I am wondering how and if people are using the CUDA device emulation mode. Please post your use-cases, even if they are duplicates of someone else’s.
Paulius
I am wondering how and if people are using the CUDA device emulation mode. Please post your use-cases, even if they are duplicates of someone else’s.
Paulius
I verified my Hough transform implementation in emulation mode, in particular whether any out-of-bounds memory accesses were occuring.
Unfortunately, emulation mode was insufficient to find race conditions that occured during writes to shared memory locations. They only got apparent when running it on the device.
Looking forward to the CUDA 2.1 and an SSE + multicore target - to get an emulation mode that is actually fast enough for production use. Having one code path to run on the GPU and/or CPU will be useful.
I rarely use emulation. I found that most problems tend to be threading and race related, and the emulator doesn’t show those often (makes sense, it’s single threaded itself!).
So when I DO run it, it’s to check that my suspected threading bug really is threading and not logic.
The other reason I don’t use emulation… it’s just way way way way too slow, changing the application itself… I am trying for 1M shaded pixels 30 frames a second, but the emulator is a slideshow. This wouldn’t matter for numerical computing though.
I find emulation mode to be an invaluable tool for debugging. I have my build system setup to run all unit test cases through valgrind compiled emulation builds. I run this battery of tests every time I make significant changes to the GPU kernels. Sure, it is slow and the tests need to be left to run over lunch, but with it I have found dozens of subtle memory access bugs that did not show up right away in other testing. These may have otherwise only started to cause unidentifiable problems months later (i.e., not requesting enough dynamic shared memory bytes, forgetting a boundary check, etc…) and might have required days to debug.
I mainly use it with very small data sets for some kinds of debugging.
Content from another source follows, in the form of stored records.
PR #446, opened 2021-09-16
Inactivity Penalty no more given if stake less than min stake

### LINKED ISSUE #397: Should we render penalty if stake is lesser than min stake?
Should lock penalty and inactivity penalty be applied if stake < minstake?

SamAg19:
fixes #397

### DIFF
--- a/test/StakeManager.js
+++ b/test/StakeManager.js
@@ -1416,5 +1416,35 @@ describe('StakeManager', function () {
       staker = await stakeManager.getStaker(4);
       assertBNEqual(prevStake, staker.stake, 'Inactivity penalties have been levied');
     });
+    it('should not levy inactivity penalities if stake less than minStake ', async function () {
+      await mineToNextEpoch();
+      let epoch = await getEpoch();
+      const stake = tokenAmount('10000');
+      await razor.transfer(signers[16].address, stake);
+      await razor.connect(signers[16]).approve(stakeManager.address, stake);
+      await stakeManager.connect(signers[16]).stake(epoch, stake);
+      const stakerId = await stakeManager.stakerIds(signers[16].address);
+      await mineToNextEpoch();
+
+      epoch = await getEpoch();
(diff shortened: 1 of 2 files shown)


test/StakeManager.js
```diff
@@ -1416,5 +1416,35 @@ describe('StakeManager', function () {
...
+      await mineToNextEpoch();
+
+      epoch = await getEpoch();
+      await stakeManager.setStakerStake(epoch, stakerId, 1, tokenAmount('500'));
+
+      const epochsJumped = GRACE_PERIOD + 4;
+      for (let i = 0; i < epochsJumped; i++) {
+        await mineToNextEpoch();
+      }
+
```
abhishekvispute, line 1436: hey, once grace period is over, inactivity penalties are applied only when you commit or unstake
this test would have hold true without this pr as well.
right ?
I think we should do unstable here

SamAg19: I have unstaked at L1445

abhishekvispute: cool

abhishekvispute (approved):

hrishikeshio:
I don't think it fixes the issue.

It only checks the current minstake.

T1
Stake 20000
Minstake 10000

Staker goes down for 1000 epochs and stays down

T2
Stake 20000
Minstake 30000

Staker withdraws without inactivity penalty.

SamAg19:
> I don't think it fixes the issue.
> 
> It only checks the current minstake.
> 
> T1
> Stake 20000
> Minstake 10000
> 
> Staker goes down for 1000 epochs and stays down
> 
> T2
> Stake 20000
> Minstake 30000
> 
> Staker withdraws without inactivity penalty.

How about we give out inactivity penalties to all the stakers just before we change minStake when we call setMinStake function in Parameters? The gas costs will be incurred by us here as the admin can only call this function

hrishikeshio:
Lets discuss in the issue.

I find it is much easier to just be able to print values directly from the kernels as opposed to writing to some debug output array and then later examining it on the cpu.
Of course, this works for finding logic bugs, incorrect inputs, etc. but not race conditions and the like.
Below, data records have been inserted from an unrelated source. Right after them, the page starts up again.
PR #450, opened 2021-09-16
Customised Bounty and Amount to be burned

### LINKED ISSUE #389: Customize amount of bounty, amount to burn when slashed
Currently half of slashed stake is rewarded to bounty hunter.

this incentivises staker to slash self since their stake can be minimal compared to the delegated stake.

abhishekvispute:
Fixes #389 

Have made penalty divider customizable
Earlier it was 2

so slashPenalty/2 was awarded
now its slashPenalty * bountyNum / bountyDenom

have kept bountyNum = 500
bontyDenom = 10000

so at last its slashPenalty/20 , 5 %

from remaining 95% amount, 
```
95% amount * burnSlashNum/burnSlashDenom
```

is burned, remaining stays is contract

### DIFF
--- a/contracts/Core/StakeManager.sol
+++ b/contracts/Core/StakeManager.sol
@@ -298,12 +298,10 @@ contract StakeManager is Initializable, ACL, StakeStorage, StateManager, Pause, 
         address bountyHunter
     ) external override onlyRole(STAKE_MODIFIER_ROLE) returns (uint32) {
         uint256 _stake = stakers[stakerId].stake;
-        (uint16 slashPenaltyNum, uint16 slashPenaltyDenom) = parameters.getSlashNumDenom();
-        uint256 slashPenaltyAmount = (_stake * slashPenaltyNum) / slashPenaltyDenom;
+        uint256 slashPenaltyAmount = (_stake * parameters.slashPenaltyNum()) / parameters.slashPenaltyDenom();
         _stake = _stake - slashPenaltyAmount;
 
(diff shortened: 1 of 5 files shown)


contracts/Core/StakeManager.sol
```diff
@@ -300,21 +300,22 @@ contract StakeManager is Initializable, ACL, StakeStorage, StateManager, Pause,
         uint256 _stake = stakers[stakerId].stake;
         uint256 slashPenaltyAmount = (_stake * parameters.slashPenaltyNum()) / parameters.slashPenaltyDenom();
         _stake = _stake - slashPenaltyAmount;
-        uint256 halfPenalty = slashPenaltyAmount / 2;
 
-        if (halfPenalty == 0) return 0;
+        uint256 bounty = (slashPenaltyAmount * parameters.bountyNum()) / parameters.bountyDenom();
```
abhishekvispute, line 304: **Possible Optimisation**

Guys, 
If we see slashPenaltyNum, denom, bountyNum, denom, burnSlashNum, denom
all are being used here only, so theoretically we can combine all of them into one external call rather than 6.
I tried doing so, please check first commit, issue is with that, it reverts with ```stack to deep``` error if we do it for all 6.

now to resolve this we can combine them all in one structure, or have have only divider, rather than num or denom.
Let me know if you think we should address this.

hrishikeshio (approved):

SamAg19 (approved):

Oh, and I also sometimes use it to run with valgrind like MisterAnderson, if I suspect some sort of memory problem.
I use emulation mode quite often with the visual debugger in Visual Studio. Stepping through, breakpointing conditionally, mouse-overing variables, and evaluating expressions in the watch window (very handy, that last one) are all invaluable. Sometimes I also use Emu mode because nvcc takes a long time to compile my kernels.
I use emu mode if I my code doesn’t work after I implemented it. Running with very small problem sizes (8,16) and just stepping thru.
I use it often when developing and debugging.
When I have a bug in a kernel, emulation mode is the first thing I use to try to track it down. For a complex kernel, I usually compile and run in emulation mode first so I can “debug print” and run gdb. Once everything looks good, I finally try it on the device.
I have had some times when trying to use emulation mode, that it did not work (like one year ago when I started with CUDA).As I am using CUDA mainly from matlab, and have no idea if I could use emulation mode. Trouble is I currently do not have the time to find out how & if it is working, so I am not using it, even though I could use it in some hard to debug cases, as I find myself making errors that are not causing races and such, but other types of errors. (I am not really a C kind of guy, and have gotten to the point where my mind thinks quite ok for writing parallel algorithms)
It should just work^TM. A library generated from CUDA code has the same external interface to matlab (or python, as I’m using it) whether it was compiled in device emulation mode or not. The caller doesn’t know the difference. With MATLAB, you just need to figure out how to setup the command line arguments of nvcc so you can build in emulation mode.
And how do you then actually debug? do you start matlab in the debugger? And how do you set a breakpoint? (here you can see my complete lack of C programming experience shining ;))
I mostly don’t use emulation mode. The reason is simple – I use Driver API.
I’ve used it few times in the past but can’t say that it was really helpful.
I use it for debugging on small datasets. However I prefer visualizing my data and actually understanding the problem. Especially as it is to slow to really make use of conditional breakpoints to catch some of those bugs that show up only in very special, random looking cases.
I also used it for some prototyping before I got ahold of a GT200.